Source: Plotted from data from the NY Times Github COVID data repository. Data reported through 12/26/2020
Edit: You can now see this clearly, with 20-20 hindsight, in (e.g.) Post #941. The holidays do, in fact, put a significant dip in the reported infection count.
Holidays introduce several types of artifacts in the data on new COVID-19 cases.
There’s an immediate “reporting” artifact. Many public health departments are short-staffed on the holiday, and they aren’t able to tabulate all the new COVID-19 test results that arrive on the holiday itself. That creates a sharp one-day dip-and-rebound in reported rates. We saw that at Thanksgiving, predicted in Post #901, confirmed just post-Thanksgiving in Post #909). And, as above, we’ve now seen that same pattern for Christmas day.
There are other artifacts, but they will be more subtle than that, and harder to spot. Presumably, there’s a slowdown in the actual rate of testing (because who goes out on Thanksgiving to get a COVID-19 test), and that shows up as a dip in the rates a few days later. Finally, there’s the actual “surge” — if any — the actual increase in infections due to holiday travel and such, that shows up anywhere from 12 days to three weeks after-the-fact.
This post is about an odd discovery that I made when try to smooth out the Christmas reporting artifact, shown above.
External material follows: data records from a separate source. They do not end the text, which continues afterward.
PR #3046, opened 2025-01-17
Update the instruction for building multiple accelerators

tungld:
This PR updates `docs/AddCustomAccelerators.md` with instructions to build multiple accelerators.

### DIFF
--- a/src/Accelerators/CMakeLists.txt
+++ b/src/Accelerators/CMakeLists.txt
@@ -1,7 +1,8 @@
 # SPDX-License-Identifier: Apache-2.0
 
 # Populate the accelerator list and add the accelerator subdirectories.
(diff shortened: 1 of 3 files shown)


src/Accelerators/CMakeLists.txt
```diff
@@ -10,7 +11,8 @@ if (ONNX_MLIR_ACCELERATORS)
     add_subdirectory(${t})
 
     # If the accelerator can be built
-    if (${t}_ENABLED)
+    string(TOUPPER ${t} T)
```
tungld, line 14: Just to normalize accelerator names to upper case, since all cmake variables seem to be in upper case.

AlexandreEichenberger (approved):
LGTM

The discovery is that there isn’t a simple offsetting dip-and-rebound in the reported rates. The rebound isn’t as big as the dip. There’s actually a small, permanent one-off reduction in the number of positive cases found, associated with that holiday day. True for Christmas. And, in hindsight, true for Thanksgiving as well.
It’s as if some people who would have tested positive just never bother to get tested. Presumably, because of the holiday. And never get tested afterwards, to make up for it. Presumably because, eh, they probably don’t have a very bad case of COVID-19. And so, apparently, just deal with their COVID infection.
This is no more than an odd footnote. My real goal here was to talk about trends. But, in fact, I just have to let the Christmas data glitches work their way through the system before I can talk about trends again.
A small amount of detail follows.
A couple of quick attempts to smooth the artifact.
I spent a lot of my career dealing with bad data. In that context, dealing with these short-term reporting artifacts is a piece of cake, because I know what’s generating them.
Or so I thought.
The biggest problem with the artifacts — the √-mark ends of the lines above is that they put the last data point in the wrong place. Intellectually, you may realize that √-marks are reporting artifacts. But your eye can’t ignore them. Your eye judges a trend based on where we were, versus where we ended up. And the √-marks — even though we know they aren’t really the true trend — fool the eye.
And so, my goal is to put together a simple way to smooth out the ends of the lines and get the ends roughly where they should be. I want the very end of the line — the last data point — to be (and look like it’s) in roughly the right place.
We can try the simple-minded approach of just averaging 12/25 and 12/26. The idea being that the under-reporting of 12/25 is made up by the over-reporting of 12/26. But as you can see below, that just replaces the check-mark ends of the lines with a straight line segment. That looks worse than the original.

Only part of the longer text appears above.